Local Fairness in General Topology Networks with Convergence Routing

Convergence Routing is a unique varienat of deflection routing which ensures that packets (or cells) will converge to their destinations along a global sense of direction. In this work we show how a global sense of direction can be used in an arbitrary network for the design of a control algorithm which (a) ensures fair access in switch-based local area networks, (b) is efficient with respect to performance measures we have developed, and (c) is easily interfaced to the convergence routing mechanism.
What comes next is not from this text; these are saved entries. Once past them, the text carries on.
PR #180, opened 2026-06-19
6/19/2026

kwcckw:


frame_2D_alg/agg_recursion.py
```diff
@@ -115,24 +116,25 @@ def proj_V(_N,N, dist, dy_dx, dec):  # _N x N induction
         else: break  # beyond initial induction range, re-sort by proj_V?
     for N in set(N_):
         if N.rim: N.Rt = sum2F(N.rim)
-    vT = sum_vt(L_)
-    Fvt_(L_, *vT)  # same here
-    return L_,*vT  # oF.N_=L_, !pLs
```
kwcckw, line 120: We actually shouldn't return *vT here? It should be vals from positive Ls, which we need to compute with pLs?

frame_2D_alg/agg_recursion.py
```diff
@@ -146,14 +148,14 @@ def comp_C_(C_,_r, _C_=[], fall=1, fC=0):  # simplified for centroids, trans-N_s
             if _C in C.compared: continue
             dy_dx = _C.yx-C.yx; dist = np.hypot(*dy_dx); c = min(C.c,_C.c); r = (C.r+_C.r)/2  # tc += c; acc[1]+=c
             tc += c; tr += r*c
-            comp_N(_C,C,_r, c ,A=dy_dx,span=dist,L_=L_,N_=N_,acc=acc)  # simplified for typ=3
```
kwcckw, line 149: I removed the acc, N_ and L_ in comp_N since we not really need TTd, cd, and rd now. Those values can be summed with Ls again using sum_vt.

frame_2D_alg/agg_recursion.py
boris-kz: right

frame_2D_alg/agg_recursion.py
```diff
@@ -542,18 +539,19 @@ def sum2G(ft_, fTT, root=None, init=1):  # core clustering function
     if G.Lt:  # sub+
         Lt = G.Lt; L_,lm,ld,lr = Lt.N_,Lt.m,Lt.d,Lt.r; L=len(L_)
         Vn = (lm+ld)* (wcN*L) - (ave+avd)* (lr+1+ccN*L)
-        if Vn > 0:
+        if gv_(Vn, 0):  # this gate for both below? Or we need a separate gv_ below again?
```
boris-kz, line 542: probably both, only one of them can be taken.

kwcckw: Okay, but if we have another gate below, the else section will be considered as the blocking neg value? But it's actually running cluster_N too?

boris-kz: It's blocking one of the forks, I guess the gating gain here is val_selected_fork - val_blocked_fork
actually it's proj_gain - oF.fc, but right now we only have the fc

frame_2D_alg/agg_recursion.py
boris-kz: not directly related, but we seem to be missing summation of compared scalars in dTT? 
I have that "I" on a pixel level, and c across cluster levels, but no sum weighted scalars across dTT? 
match/miss ratio needs scaling by that [sum( sum(dTT*wTT) for dTT in dTT_] *  c?

Claude:
This is a code-specific question about `dTT`/`wTT`/`I`/`c` and the actual match/miss computation — I shouldn't reason about it from the abstract thread. Let me read the actual files.Read the code. Your read is right, and the locus is `vt_` (meta_code 17–21):

`t_ = m_+|d_|` (≈ max comparand, line 19); `m = (m_/t_) @ wTT[0]`. So `vt_` returns *relative* match — min/max per param, weighted — magnitude-blind by construction. The eval gates (agg 316, 348, 356, 559…) then multiply that ratio only by element count, `len(N_)`, or in a few (854, 840) by `C=Σc` — never by the magnitude of the compared params. Two clusters with equal count and equal match-ratio therefore score equally whether they match on large I,G or tiny ones. That absolute param-magnitude is the missing term, and it contradicts your own docstring, which sets fitness as *summed* match, not relative. So I and c exist as accumulators on the nodes, and even enter dTT as params — but `vt_` relativizes every one of them, so the absolute scale is divided out at eval, not at storage. That's the actual gap.

Three corrections to your formula:

1. Don't sum `dTT*wTT`. `dTT[1]` is signed (`comp_derT`: `d_ = _i_ - i_`), so opposite diffs cancel — and summing the match row into the signed-diff row is incoherent. The comparand magnitude you want is `m_+|d_|` per param, which is `t_`, already computed at line 19 and divided out. Re-inject `t_`; don't rebuild it externally.

2. `×c` is mostly redundant. c is element-mass, and `sum_vt` (meta_code 23) already stores a c-weighted *average* dTT (`w=n.c/C`), not a sum — so absolute mass is average × C. That's what your `×c` gropes toward, but it's `×C`, not per-element c, and gates already carrying C or len shouldn't also `×c` or you double the count.

3. Decide what you want, because they diverge. Absolute summed match — your docstring's fitness — is just un-normalized `vt_`: `Σ m_·w`, i.e. drop the `/t_` on the value path. "Ratio × mass" is a *different* quantity (a product of two sums, not `Σ m_·w`); your formula approximates that one, the docstring says the former.

Minimal diff: give `vt_` a flag to return absolute match (skip `/t_`) alongside the relative pair; use absolute × count in the value gates, keep relative for membership.

boris-kz: Initial c=P.L is a simplification. I doesn't have a mass on its own,  that would be m_.
So it's c *= Σ m_ * w: c is summed across all composition levels anyway, not level-specific

...
Agree on m_ — match is the mass. That's more than a fix, it's the right identification: predictive mass = shared quantity = match, never I. L was the placeholder, m_ is principled. And for the *value/gate* path, `c = Σ m_·w` is exactly right — it re-injects the magnitude the gates were missing. So folding it in helps there, and my blanket "don't" last turn was too strong.

The one place it breaks is `rn = C/_C` in base_comp, and it's not about levels. rn rescales the prior node's *non-match* params (`_I,_G,_L`) by the mass ratio to make the two commensurable — that only works if C is *size*, not match-mass. Counterexample: two nodes, same size, same I, but match-mass 50 vs 5. With size, rn=1 and the I's compare equal — correct. With match-mass, rn=0.1 and you'd read one node's intensity as 10× the other's though they're identical. Same size, different match quality → rn distorts every non-match comparison.

So it's not "don't change c," it's *split*: `c = Σ m_·w` (predictive mass, cumulative, for value) and a separate count/extent — your current L — for rn's size-normalization. One variable can't carry both; they diverge exactly when match-per-element varies, which is the interesting case.

kwcckw: > Initial c=P.L is a simplification. I doesn't have a mass on its own, that would be m_. So it's c *= Σ m_ * w: c is summed across all composition levels anyway, not level-specific

I see, and `c *= Σ m_ * w` , this w is from wTT? 

Also this is applicable to sum_vt only?

frame_2D_alg/agg_recursion.py
kwcckw: In this eval, the projected gain is from G? Which we can compute it from proj_N?

boris-kz: projected gain for cluster_N is

we need a separate eval for cluster_C, that if >ave 
becomes if Vn * (wcC-wcN) > ave * (ccC-ccN)

kwcckw: I see, then it's really 2 gv_ for different gates here, but gv_ for cluster_C is nested, which it should use `i = 1`.

boris-kz: right:

    if G.Lt:  # sub+
        if gv_(Vn := (lm+ld)* (wcN*L) - (ave+avd)* (lr+1+ccN*L), 0):  # default cluster_N
            c = G.Lt.c; E_ = get_exemplars({N for L in L_ for N in L.N_}, r,c)
            if gv_(Vn * (wcC-wcN) *(mdecay(L_)-decay) - (ave+avd)*(lr+1+(ccC-ccN)*L), 1):
                r+=1; G_,r = cluster_C(G.Nt,E_,r,c)  # higher V, low decay, eval cluster_P
            else:     G_,r = cluster_N(G.Nt,E_,r,c)  # updates G
            L= (len(G_)-1) **2  # if full cross_comp?
            if G_ and gv_(vt_(G.Nt.dTT,G.wTT*tAgg)[0]*(wAgg*L) - ave*(r+cAgg*L),2):
                cross_comp(G.Nt,r)

frame_2D_alg/agg_recursion.py
boris-kz: It might be just for comp_latuple, then c already represents base match?

kwcckw: From the existing comp_latuple:

      def comp_latT(_latT, latT, _n,n):  # 0der params, add align?
      
          _I,_G,_Dy,_Dx,_M,_D,_L = _latT
          I, G, Dy, Dx, M, D, L = latT
          rn = _n / n
          _pars = np.array([_M,_D,_I,_G, np.array([_Dy,_Dx]),_L], dtype=object)
          pars  = np.array([ M, D, I, G, np.array([ Dy, Dx]), L], dtype=object) * rn
          pars[2] = [pars[2],aI]  # no avd*rn: d/=t
          m_,d_ = comp(_pars,pars)
          return (np.array([m_,d_]),  # verT
                  m_@ w_t[0],         # m
                  np.abs(d_)@ w_t[1], # d
                  min(L,_L))          # c


`c` will be just*sum(m_) * w? Then yes, it's actually same as the m now.

boris-kz: right, so we don't need min(L,_L))          # c

frame_2D_alg/meta_code.py
```diff
@@ -152,13 +152,16 @@ def inner(*a, **kw):
             _CoF = CoF._cur.get(None)
             oF = CoF(nF=iF_[func.__name__], root=_CoF)
             i = iF_[func.__name__]; oF_[i].call_ += [oF]  # F_call_T_[i][oF.nF] += oF.dTT
+            oF.gv_ = np.zeros(oF_[i].gi)
```
boris-kz, line 155: so we don't need the actual call sites, just their sequence?

kwcckw: Yes, and that can be tracked by checking for the gv_ function when we build oF body.

frame_2D_alg/agg_recursion.py
boris-kz: So I removed all cs from comp_slice, we have M and L instead, please check how it works downstream

kwcckw: Okay, so we use M in computing rc instead of c:

    rc = M/_M; minn = min(_M,M)

and this is only applicable to comp_slice, specifically in latuple only?

boris-kz: Actually I am not sure. c is a normalizing factor because it's a comparison count, not a mass.
M can't be normalized by itself. So hold off on changing downstream.

frame_2D_alg/meta_code.py
```diff
@@ -152,13 +152,16 @@ def inner(*a, **kw):
...
             if _CoF is not None:
                 _CoF.call_ += [oF]
                 oF_[iF_[func.__name__]].caller_.add(_CoF)  # for comp_caller_
             _oF = CoF._cur.set(oF)
             if out := func(*a, **kw):
                 C = oF.c; TT=np.zeros((2,9)); R=0
-                for tt,c,r in oF.vt_: w= c/C; TT+=tt*w; R+=r*w
+                for tt,c,r in oF.vt_: 
+                    if func.__name__ in ('comp_slice', 'slice_edge'): continue   # skip for now since incompatible TT
```
boris-kz, line 163: Just exclude 'comp_slice', 'slice_edge' from oF_, they are non-core anyway?

kwcckw: Alright, I  will remove them later.

frame_2D_alg/agg_recursion.py
boris-kz: claude
Yes — that's the category error, and it's more fundamental than the rn and link/node-site issues I raised. c is a denominator. `M/c` is the rate (comp_dP_: `rM = M/c`); c is the count that produces it. Set c = M and M/c = 1 — a normalizer can't be its own numerator. So c stays a count, necessarily.

And it generalizes: match is always the numerator, with two denominators — magnitude (`t_ = m_+|d_|`, what vt_ divides by) and count (c, what M/c divides by). Neither can be the match. So the absolute substance you were trying to load into c is just the numerator un-normalized: M, the summed match, already there. You don't move magnitude into c; you read M directly where you want absolute, M/c or vt_ where you want relative. `c = Σ m_·w` was loading the numerator into the denominator — drop it.

kwcckw: > So the absolute substance you were trying to load into c is just the numerator un-normalized: M, the summed match,

We don't always have `m_` to get the un-normalized M?

boris-kz: m_ is dTT[0], * c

We present performance measures which assess the new access- and flow-control algorithm: (i) Locality - only the sub-network containing conflicting traffic streams gets involved in the fairness regulation. (ii) scalability - the data-structure sizes used in the algorithm are a function of the switching node degree, and uses constant space control signals of only 2-bit (the ATM standard, for example, dedicates four bits in the header of each cell to generic flow-control). (iii) Linear access-time measured by the maximal clique in the conflict-graph to which a node belongs, and a frequency which is inverse linear in this parameter (when the traffic pattern stabilizes).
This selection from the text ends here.